Paul Meyer began with the study of old Provençal literature, but subsequently did valuable work in many different departments of romance literature, and ranked as the chief authority on the French language of his era.

He was a member of the Institute of France, and an associate of the British Academy.

==Works==
- Rapports sur les documents manuscrits de l'ancienne littérature de la France conservés dans les bibliothèques de la Grande Bretagne (1871)
- Recueil d'anciens textes bas-latins, provençaux et français (2 parts, 1874–1876)
- Alexandre le Grand dans la littérature française du Moyen âge (2 vols., 1886).
- L'Apocalypse en français au XIIIe siècle (Paris MS fr. 403) (1900-1, with Léopold Delisle)

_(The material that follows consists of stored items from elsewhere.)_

PR #648, opened 2024-07-23
fix: edge case on context value where trim is not a function

nunogois:
https://linear.app/unleash/issue/2-2468/fix-trim-is-not-a-function-edge-case-on-context-value

Fixes: https://github.com/Unleash/unleash-proxy/issues/185

This PR addresses the issue reported by @nicks, where a `version.trim is not a function` error is thrown under certain conditions.

The error occurs when a context value has a custom `.toString()` method that does not return a string. This was the only scenario in which we could reproduce the issue. A corresponding test has been added to validate this.

The solution suggested by @nicks has been implemented. Specifically, the `!isStrictSemver(contextValue)` check has been moved inside the try/catch block. This change ensures that any exceptions thrown by this method will be caught, in which case the function will default to false.

A more robust implementation of `resolveContextValue` has been introduced, which would also prevent the issue. See: 

image

Lastly, we noticed the test files `strategy-test.ts` and `flexible-rollout-test.ts` were being ignored in test runs due to their filename format. Renaming them to `strategy.test.ts` and `flexible-rollout.test.ts` ensures they are included in the tests as intended.


chriswk (approved):
Nice. Strange corner case.

PR #661, opened 2024-09-23
Dependency update

alvinometric:
- Updated to Yarn V4, just like the rest of Unleash
- Removed `esm` as a dependency, I couldn't find it anywhere in the codebase


alvinometric:
bump

PR #671, opened 2024-10-28
chore: drop strict check in semver in favor of checking it is valid

nunogois:
This drops the strictness check in our semver strategy constraints in favor of checking whether the semver is valid.

We found this out by trying to create a semver constraint for ourselves using the Unleash semver format (x.x.x+hash)


gastonfournier (approved):
LGTM! Go!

He edited several old French texts for the Société des anciens textes français, the Société de l'histoire de France and independently. Among these may be mentioned:
- Aye d'Avignon (1861), with Guessard
- Flamenca (1865)
- the Histoire of Guillaume le Maréchal (3 vols., 1892–1902)
- Raoul de Cambrai (1882), with Auguste Longnon
- Fragments d'une vie de Saint Thomas de Canterbury (1885)
- Guillaume de la Barre (1894).

==Honors==
- He became honorary professor at the College of France in 1906.